PROBLEM STATEMENT
Look for "Move" in the listing below. Gather each line that contains it.

-- DATASET EXCERPTS follows --

PR #2933, opened 2026-09-11
Move C: enforce the function-prop hydration boundary at the Hono root

kfly8:
## Summary

Third of four PRs implementing the "Prop Boundary Contract" design (co-designed with Fable). Stacked on #2932 (Move B), which is stacked on #2931 (Move A), which is stacked on #2926.

A function-typed prop that a hydration ROOT's own client-side code calls live used to be silently dropped from the `bf-p` JSON hydration payload — a generated `typeof x !== 'function'` guard filtered it out before it ever reached `serializeHydrationProps` — so the client hydrated against `undefined` and crashed or misbehaved with no diagnostic pointing at the cause. (A CHILD component never has this problem: it always receives props live via `initChild`/`upsertChild`, never via `bf-p`.)

This PR fixes the boundary at the only place it actually needs to be enforced — the Hono adapter's SSR serialization path for a hydration root — rather than adding a new compile-time diagnostic (a component can legitimately be used as both a root and a child in different contexts, and only the runtime "is this a root mount" fact — `__bfChild` — decides whether serialization is even reachable).

## What changed

- `analyzeClientNeeds` (`packages/jsx`) now also computes `clientAnalysis.liveOnlyProps`: the subset of a component's client-read props whose declared type resolves to a function type, keyed by caller-facing prop name and valued by the declared type's printable text. Deliberately not folded into BF049 (which fires at declaration time, blind to root-vs-child usage).
- `hono-adapter.ts` now gates the whole `__hydrateProps`/`serializeHydrationProps` computation behind a generated `if (!__bfChild)` check — a child's `__bfPropsJson` is never read (`bf-p` is only emitted when `!__bfChild`), so serializing for a child was always wasted work. This also fixes a pre-existing bug where a child carrying an unrelated rich-type prop (`Map`, `BigInt`, ...) could 500 at SSR even though the serialization result was always discarded.
- `serializeHydrationProps` (`utils.ts`) takes the `liveOnlyProps` map as a new parameter and throws a clear, actionable `TypeError` only when a live-only prop's runtime value is actually a function on an actual root mount — a function-typed prop that isn't live-only is left to `JSON.stringify`'s existing silent-drop behavior (unchanged from today).

## Test plan

- [x] `packages/jsx` full suite: 3411 pass / 27 skip / 3 todo / 0 fail (278 files)
- [x] `packages/adapter-hono` full suite: 1864 pass / 20 skip / 0 fail (22 files), including new `live-only-props.test.ts` and extended `serialize-hydration-props.test.ts` (root throw with pinned message, client-parent child, server-parent child, gating-regression Map case)
- [x] `packages/adapter-tests` full suite (pre-fixture-regen): 2604 pass / 5 skip / 0 fail; targeted subset re-run post-regen (`ssr-hydration-contract`, `hydration-props-conformance`, `snapshot-determinism`, `render-contract`, `csr-conformance`): 1564 pass / 0 fail
- [x] `generate-expected-html.ts` regenerated and diffed by hand — stacked branch, so CI's fixture-drift job won't run on it automatically. Only `.ssr.tsx` (generated SSR source) diffs; `.html`/`.client.js` outputs byte-identical.
- [ ] E2E/Playwright — could not run in this sandbox (no browser binaries)
- [ ] CI

---

---


kfly8:
The `pullfrog` check failed, but not because of this PR's code. From the job logs (run [34592244569](https://github.com/piconic-ai/barefootjs/actions/runs/34592244569)), Pullfrog completed its review and drafted an approval (`No new issues found`, one informational nitpick about `computeLiveOnlyProps`'s docstring not also covering a 2+-arm function-type union) — but its own `create_pull_request_review` call hit a "diff coverage pre-flight" nudge asking it to re-read some generated `__snapshots__/` fixture files, and before it could retry and submit, it hit its 20-minute agent timeout. The review was never posted; nothing in this PR's diff is implicated.

This check reports run status only and doesn't gate merging. I've re-run the failed job once (`rerun_failed_jobs` on the run above) to get an actual review posted.

---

-- DATASET EXCERPTS concluded --

SOLUTION FOR THIS EXERCISE
Move C: enforce the function-prop hydration boundary at the Hono root
Third of four PRs implementing the "Prop Boundary Contract" design (co-designed with Fable). Stacked on #2932 (Move B), which is stacked on #2931 (Move A), which is stacked on #2926.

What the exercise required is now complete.